Der Wohlfahrtsstaat wäre nicht mehr so finanzierbar wie bisher. Die Sozialarbeit gerät mehr und mehr unter Druck, ihre Hilfeangebote zu ökonomisieren, sie nach Effektivität (Zielwirksamkeit) und Effizienz (Wirtschaftlichkeit) zu bemessen. Mehr denn je ist Ressourcenorientierung aktuell. Informelle Hilfepotenziale der Lebenswelten sind wieder verstärkt zu fördern. Die Eigenverantwortung der Bürger für ihre Belange ist von der Sozialarbeit zu stützen. Sozialarbeiterische Organisationen werden zu sozialen Dienstleistungsunternehmen umstrukturiert, die mündige Bürger erfordern – Bürger, die wissen, was sie an Hilfe brauchen und diesbezüglich auswählen können. Sozialarbeiterinnen und Sozialarbeiter werden in diesem neuen Arrangement zu Managern des Sozialen, die Angebote machen, an Ressourcen arbeiten, Vernetzungen herstellen sowie das informelle und formelle Angebot von Hilfe koordinieren.

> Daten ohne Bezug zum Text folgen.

PR #323, opened 2025-05-14
optimize tracker

hayanesuru:


HaHaWTH (commented):
Generally looks good, is there any significant performance difference after switching to synchronized ReferenceOpenHashSet?

PR #326, opened 2025-05-15
Add configurable death item drop knockback

adabugra:
Allow configuration of item drop velocity/knockback on player death


Taiyou06:
Generally looks good to me

PR #335, opened 2025-05-25
Translation of settings

wling-art:
Because the configuration comments seemed incomplete, I tried adding and modifying some of the translations.
Since these comments were added based on my own understanding and I'm not an expert in this area, I really need someone to proofread and verify their accuracy. plz


Dreeam-qwq:
Explanations of config options are on the Leaf docs, and we are still working on it.

PR #349, opened 2025-06-04
Add BlockExplosionHitEvent

Pascalpex:
This event is called when a block is about to execute its `onExplosionHit` method.

You can cancel the event to prevent the block from executing this method.


Dreeam-qwq:
crab crab

Yu-Dino:
- In Spigot, you can only disable and enable wind charge explosions.

- For KnockFFA, Pascalpex needs players to be thrown around but trapdoors not to be triggered.

- Pascalpex must prevent the effects on blocks without disabling the entire explosion.

- This event allows you to modify the effects on blocks during an explosion (without preventing the explosion itself).

PR #355, opened 2025-06-07
Fix NPE in entity tracker when chunk data is null

unitdevgcc:


Taiyou06:
Do you know how we can replicate the issue? Because moonrise shouldn't have any chunk data being null. If it's from moonrise, it should be fixed properly on the chunk system instead of on the tracker.

PR #357, opened 2025-06-08
optimize random tick

hayanesuru:


DeadByDays:
crash https://mclo.gs/WAwOK2T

Die Frage ist nur, ob sich die veränderten Lebenswelten und die individualisierten Individuen auf diesen Wandel des Sozialstaates und der Sozialarbeit einstellen können. Denn auch in der Lebenswelt ist alles in Veränderung. So differenzieren sich etwa Familienstrukturen aus. Die klassische Kernfamilie, sozusagen die familiäre Normalform, bestehend aus Vater, Mutter und Kind(ern), ist inzwischen ein Familienmodell unter vielen anderen geworden.

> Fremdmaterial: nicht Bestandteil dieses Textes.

PR #380, opened 2025-06-26
Optimize BlockEntityTickersList#removeAllByIndex

unitdevgcc:
The previous implementation of removeAllByIndex iterated through the list and moved elements one by one. This is inefficient for sparse removals.

    This commit refactors the method to use System.arraycopy to move contiguous blocks of elements, avoiding one-by-one copies. This resolves the TODO and should provide a noticeable performance improvement when removing multiple block entity tickers at once.

### DIFF
--- a/leaf-server/src/main/java/org/dreeam/leaf/config/LeafGlobalConfig.java
+++ b/leaf-server/src/main/java/org/dreeam/leaf/config/LeafGlobalConfig.java
@@ -141,17 +141,41 @@ public class LeafGlobalConfig {
 
     public Double getDouble(String path) {
         String value = configFile.getString(path, null);
-        return value == null ? null : Double.parseDouble(value); // TODO: Need to check whether need to handle NFE correctly
+        if (value == null) {
+            return null;
+        }
+        try {
+            return Double.parseDouble(value);
+        } catch (NumberFormatException e) {
+            org.leavesmc.leaves.LeavesLogger.getLogger().warn(path + " is not a valid number! Please check your configuration.", e);
+            return null;
+        }
     }
 
     public Integer getInt(String path) {
         String value = configFile.getString(path, null);
-        return value == null ? null : Integer.parseInt(value); // TODO: Need to check whether need to handle NFE correctly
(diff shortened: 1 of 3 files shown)


leaf-server/src/main/java/org/dreeam/leaf/config/LeafGlobalConfig.java
```diff
@@ -141,17 +141,41 @@ public String getString(String path) {
...
     public Long getLong(String path) {
         String value = configFile.getString(path, null);
-        return value == null ? null : Long.parseLong(value); // TODO: Need to check whether need to handle NFE correctly
+        if (value == null) {
+            return null;
+        }
+        try {
+            return Long.parseLong(value);
+        } catch (NumberFormatException e) {
+            org.leavesmc.leaves.LeavesLogger.getLogger().warn(path + " is not a valid number! Please check your configuration.", e);
```
Dreeam-qwq, line 176: Use `LeafConfig#LOGGER`, same for other places

leaf-server/src/main/java/org/dreeam/leaf/config/modules/misc/ConnectionMessage.java
```diff
@@ -38,13 +38,28 @@ public void onLoaded() {
...
+            needsSave = true;
+        }
+        if (quitMessage.contains("%")) {
+            quitMessage = quitMessage
+                .replace("%player_name%", "<player_name>")
+                .replace("%player_displayname%", "<player_displayname>");
+            config.set(getBasePath() + ".quit.message", quitMessage);
+            needsSave = true;
+        }
+        if (needsSave) {
```
Dreeam-qwq, line 57: No need to save here, config will save to file in `loadAfterBootstrap` (after init)

Dreeam-qwq (changes requested):

Dreeam-qwq:
Added in https://github.com/Winds-Studio/Leaf/commit/4d463665940cf5d4b145b4e71241645446309abf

Einelternfamilien, bestehend aus allein erziehenden Müttern oder Vätern und deren Kinder, oder Stieffamilien, bestehend aus einem leiblichen Elternteil und einem Stiefelternteil sowie deren Kinder, galten noch vor einem halben Jahrhundert als besondere, eher seltene Familienformen; sie sind heute normal geworden. Parallel zu diesen Veränderungen befinden sich die individuellen Ansprüche an die Familie, an die Liebe allgemein und an die Selbstverwirklichung im Wandel. Die Geschlechterverhältnisse mischen sich neu, die klassischen familiären Rollenverteilungen verwischen sich. Partnerinnen und Partner stellen häufig hohe Erwartungen an ihre Beziehung, die – wenn überhaupt – nur über Dialogfähigkeit eingelöst werden können.